Recently, SGD has attracted several researchers working on tensor decomposition. For instance, Ge et al. [13] proposed a perturbed SGD (PSGD) algorithm for orthogonal tensor optimization. They presented several theoretical analysis that ensures convergence; however, the method is not applicable to non-orthogonal tensor. They also did not address the problem of slow convergence. Similarly, Maehara et al. [26] propose a new algorithm for CP decomposition based on a combination of SGD and ALS methods (SALS). The authors claimed the algorithm works well in terms of accuracy. Nevertheless, its theoretical properties have not been completely proven and the saddle point problem was not addressed. Rendle and Thieme [32] propose a pairwise interaction tensor factorization method based on Bayesian personalized rank. The algorithm was designed to work only on three-way tensor data. To the best of our knowledge, the first work applies a parallel SGD algorithm augmented with Nesterov’s optimal gradient and perturbation methods for fast parallel CP decomposition of multi-way tensor data.

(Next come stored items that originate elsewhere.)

PR #11474, opened 2026-01-28
fix: Remove redundant component_id and metadata fields from workflow execution response structure.

Jkavia:
- Remove redundant component_id and metadata fields from workflow execution response structure and use component Ids as the keys for output dictionary.

- Fix the issue where fast api app 404 handler was responding with html page, now responds with expected JSON response. 

Screenshot 2026-01-28 at 2 50 44 PM
Screenshot 2026-01-28 at 10 55 58 AM
Screenshot 2026-01-28 at 10 58 18 AM

## Summary by CodeRabbit

* **Refactor**
  * Removed metadata field from workflow execution responses
  * Removed component_id field from component outputs

* **Tests**
  * Updated workflow response structure validation


src/lfx/src/lfx/schema/workflow.py
```diff
@@ -31,7 +31,6 @@ class ComponentOutput(BaseModel):
     """Component output schema."""
 
     type: str = Field(..., description="Type of the component output (e.g., 'message', 'data', 'tool', 'text')")
-    component_id: str
```
dkaushik94, line 34: @Jkavia Did we choose not to make the `component_id` the key in the output dictionary?

Jkavia: So it defaults to friendly name as a key in output dictionary, falls back to component_id if its not present, kept it for a cleaner approach and lesser changes to the test files. Anyways whenever the alias field is introduced we'll have to make a change here

dkaushik94: After discussion, `component_id` is going to be the key, once aliases come up, we are going to make that an optional feature to opt in for to support backwards compatibility.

3 Fast parallel CP decomposition (FP-CPD)

Given an \(N^{th}\)-order tensor \({\mathcal {X}} \in {\mathbb {R}}^{I_1 \times \dots \times I_N}\), we solve the CP decomposition by splitting the problem into a convex N sub-problems since its loss function L defined in Eq. 1 is non-convex problem which may have many local minima. In case of distributing this solution, another challenge is raised where the value of the \(w^{(t)}\) must be globally updated before computing \(w^{(t+1)}\) where w represents AB and C. However, the structure and the process of tensor decomposition allows us to exploit this challenge. For illustration purposes, we present our FP-CPD method based on three-way tensor data. The same logic can be naturally extended to handle a higher-order tensor, though.

Definition 1

Two training points \(x_1 = (i_1,j_1,k_1) \in {\mathcal {X}}\) and \(x_2 = (i_2,j_2,k_2) \in {\mathcal {X}}\) are interchangeable with respect to the loss function L defined in Eq. 1 if they are not sharing any dimensions, i.e., \(i_1\ne i_2, j_1 \ne j_2\) and \(k_1 \ne k_2\).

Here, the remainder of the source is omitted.